Premier Gladys Berejiklian needs to call time on her premiership by next month in the hope that her political legacy is in reasonable nick despite her personal reputation being in tatters. As to where it all began? Read on.
As Transport Minister, Treasurer and then Premier, Berejiklian was the hardest working Minister in the Coalition Government. There was not a skerrick of scandal attached to her name.
Her timing was exceptionally favourable. It coincided with the arrival of President Donald Trump and a tsunami of ridicule and hatred generated by MeToo, Respect and other chat lines fostered by the US Democratic Party.
Premier Gladys was adopted by Sydney websites committed to the women’s movement, feminism and gender-based politics as an antidote to Trumpism. Another tsunami erupted: chat lines supporting Gladys and her pro-developer Coalition government went into over-drive.
Ms Berejiklian grew more powerful. But her relations with women politicians – Liberal, National, Green or Independent – worsened. Jillian Skinner, Pru Goward, Clover Moore, Katrina Hodgkinson and Patricia Forsythe were treated appallingly, according to some observers.
She surrounded herself with Liberal hacks who covered her in flattery. They kept away the bad news, and only gave her the good news. She loved the “bubble” they created around her and she became increasingly intolerant of Ministers, civil servants or contractors who stood in her way, whispered the corridors of power.
Her shenanigans with former Liberal minister Daryl Maguire are a tale of colossal misjudgment, secrecy and apparent large-scale corruption, her opponents claim. No one in politics believes she didn’t know about “Dazza’s” land deals, which stood to make him (and her) millionaires. She insulted the intelligence of the public by stating she had done nothing wrong.
I’m not the only journalist who has called her to account. Top investigative reporters, Adele Ferguson, Michael West, Michael Pascoe and contributors to John Menadue’s online site, Pearls & Irritations , and the Bulletin , have practised their craft with splendid professionalism, but I can’t say the same about the NSW Parliamentary press gallery or the Murdoch press, which appears to live off press releases and pictures that are supplied in government “packages”. One day they write that Gladys is on the ropes and her situation is parlous; the next day she is in charge again, decisive and the heroine of the hour.

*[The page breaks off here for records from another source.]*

PR #1788, opened 2021-06-10
feat: [DHIS2-10222] Stages & Events

huocha:
Recreate from DHIS2-10218 due to incorrect ticket name


src/core_modules/capture-core/components/WidgetStagesAndEvents/types/common.types.js
```diff
@@ -0,0 +1,33 @@
+// @flow
+
+type DataValue = {
```
simonadomnisoru, line 3: Hey,

Do you think it makes sense to reuse `type ApiDataValue` and `type ApiTEIEvent` from `getEnrollmentEvents.js` instead of creating new types? 
Thanks!

huocha: @simonadomnisoru  thanks for the suggestion, I didn't know this type exist :) updated the branch

src/core_modules/capture-core/components/WidgetStagesAndEvents/Stages/Stage/helpers.js
```diff
@@ -0,0 +1,84 @@
+// @flow
+import i18n from '@dhis2/d2-i18n';
+import moment from 'moment';
+import type { ApiTEIEvent } from 'capture-core/events/getEnrollmentEvents';
+import { convertValue as convertClientToView } from '../../../../converters/clientToView';
```
JoakimSM, line 5: I suggest we use `clientToList` instead

JoakimSM (commented):
Hey @huocha! Thanks for the PR, there's a lot to like in here 👍 

Some logic we will need to change though. Apart from the comments in the code, we also need to make some separate api requests to fetch value data we don't get from the main request. An example is data elements of type organisation unit, the value we get from the main request for these are the org unit id, but we would like to display the name. This file is a great example of how to do this: https://github.com/dhis2/capture-app/blob/DHIS2-10222/src/core_modules/capture-core/components/Pages/MainPage/TeiWorkingLists/epics/teiViewEpics/helpers/getTeiListData/getTeisWithSubvalues.js. The file is for TEIs (tracked entity instances) though and we need to make some changes. So I suggest, for now, that you try to use the same principle for events and create a new file in the stages and events widget.

My suggestion for where we should do these supplementary api requests: Let's continue to pass in the server values to the module (better if other apps will use this Widget in the future). As one of the first operations inside the Widget we will need to grab this supplementary data.

My comments here are probably not crystal clear, so let's have a talk when you want to start digging into this 🙂

huocha:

There is a Shakespearean quality to Empress Glad’s departure in March (if it is to be so). In Act 1, Scene 2 of the Bard’s mighty tragedy, Julius Caesar, Caesar and his party are stopped by a soothsayer who calls: “Caesar!” And Caesar replies: “Who calls? Who is it that calls on me? I hear a tongue, shriller than all the music. Speak; Caesar is turn’d to hear.” Soothsayer: Beware the ides of March. Caesar: What man is that? Brutus: A soothsayer bids you beware the ideas of March. Caesar: Set him before me; let me see his face. Cassius: Fellow, come from the throng; look upon Caesar. Caesar: What say’st thou to me now? Speak once again. Soothsayer: Beware the ides of March. Caesar: He is a dreamer; let us leave him. And the conversation closes. Later in Scene 2, Caesar is speaking to Mark Anthony: Caesar: Let me have men about me that are fat; Sleek-headed men, and such as sleep o’nights. Yond Cassius has a lean and hungry look; He thinks too much: such men are dangerous. Mark Anthony: Fear him not, Caesar; he’s not dangerous; He is a noble Roman. Caesar is determined to finish his portrait of Cassius. Caesar: He reads much; He is a great observer… he loves no plays; He hears no music. Seldom he smiles … Such men as he be never at heart’s ease Whiles they behold a greater than themselves; And therefore are they very dangerous. They leave and the scene ends …

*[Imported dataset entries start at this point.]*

PR #916, opened 2020-03-11
Functionality for single tokens creation

Totoual:
## Proposed changes

Adds functionality to the smart contract for creating and minting single tokens.

## Fixes

- 

## Types of changes

## Checklist


packages/fetchai/contracts/erc1155/contract.py
```diff
@@ -79,6 +90,13 @@ def create_token_ids(self, token_type: int, nb_tokens: int) -> Dict[int, int]:
 
         return self.token_ids
 
+    def generate_single_item_id(self, token_type: int, game_currency: int) -> int:
```
DavidMinarsch: There is no need for this function. You already have `create_token_id` with which you can generate a single token.

packages/fetchai/contracts/erc1155/contract.py
```diff
@@ -63,21 +63,34 @@ def __init__(
...
+        self._token_ids = {}  # type: Dict[int, int]
+        self._game_currency_id = 0  # type: int
 
-    def create_token_ids(self, token_type: int, nb_tokens: int) -> Dict[int, int]:
+    @property
+    def token_ids(self) -> Dict[int, int]:
+        """The generated token ids."""
+        return self._token_ids
+
+    @property
```
DavidMinarsch: @Totoual I think this property and associated attribute should be removed. They should be kept on the business logic side of the skill, not here.

DavidMinarsch: From the perspective of the erc1155 they are all tokens, so the `token_ids` dict is enough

Any similarity between Cassius and her deputy, Dominic Perrottet, is purely Shakespearean. In reality, there is a large field of candidates who want to be chief executive of NSW Inc. However, the NSW Libs are a hollowed-out version of their former selves. Their gene pool of talent is shallow.

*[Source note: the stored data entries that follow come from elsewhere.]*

Issue #640, opened 2020-01-15
Introduce a filter class which intelligently selects the appropriate handler for a message.


DavidMinarsch:
**Is your feature request related to a problem? Please describe.**
Currently, a message of a given protocol gets routed to all handlers registered for that protocol.

**Describe the solution you'd like**
We could extend this in two directions:
- handlers can define a set of rules regarding when they want to receive a message for the protocol they implement.
- messages can contain routing information in their optional URI field which determines the handler which receives the message.

PR #919, opened 2020-03-11
AEA-342 attempt to add routing to filter

DavidMinarsch:
## Proposed changes

Attempt to satisfy #https://github.com/fetchai/agents-aea/issues/640 in a minimal way.

## Fixes

https://github.com/fetchai/agents-aea/issues/640

## Types of changes

## Checklist

## Further comments

-


aea/registries/base.py
```diff
@@ -728,16 +729,32 @@ def decision_maker_out_queue(self) -> Queue:
...
         :param protocol_id: the protocol id
+        :param envelope context: the envelope context
         :return: the list of handlers currently active
         """
-        # TODO naive implementation
-        handlers = self.resources.handler_registry.fetch_by_protocol(protocol_id)
-        active_handlers = list(filter(lambda h: h.context.is_active, handlers))
+        if envelope_context is not None and envelope_context.uri is not None:
+            uri_path = envelope_context.uri.path
+            skill_id = PublicId.from_str(uri_path)
```
DavidMinarsch: @marcofavorito we have this uri available in the envelope context. In the HTTP connection this will be filled with the request URL. It would be nice if we could use the URI to map to a skill. But our skill ids are not compatible with the path (`:`) unless we do something like `fetchai/echo/0.1.0` mapping to `fetchai/echo:0.1.0`. Thoughts?

marcofavorito: I think it is not too bad to have `fetchai/echo/0.1.0` as URI.
We could add methods like `public_id.to_uri()` and `PublicId.from_uri()` to parse them.

aea/registries/base.py
```diff
@@ -728,16 +729,36 @@ def decision_maker_out_queue(self) -> Queue:
...
         :return: the list of handlers currently active
         """
-        # TODO naive implementation
-        handlers = self.resources.handler_registry.fetch_by_protocol(protocol_id)
-        active_handlers = list(filter(lambda h: h.context.is_active, handlers))
+        skill_id = None  # Optional[PublicId]
+        if envelope_context is not None and envelope_context.uri is not None:
+            uri_path = envelope_context.uri.path
+            try:
+                skill_id = PublicId.from_uri_path(uri_path)
```
DavidMinarsch: @marcofavorito , thoughts?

Most are in politics for what it can give them, not what they can give the people of NSW. Gladys is a product of this culture; it has infected NSW Labor and the Nationals as well. They seem to be in it – for themselves! It’s the Liberal way – outsource, bring in highly-paid “consultants”, sack experience, ignore science, make a quid for yourself. It’s neo-liberalism at its finest – selfish individualism and bugger the rest of us.
Is the Soothsayer correct and will the ides of March herald an assassination outside the chamber and a takeover by Cassius?
One can only hope so for the sake of NSW.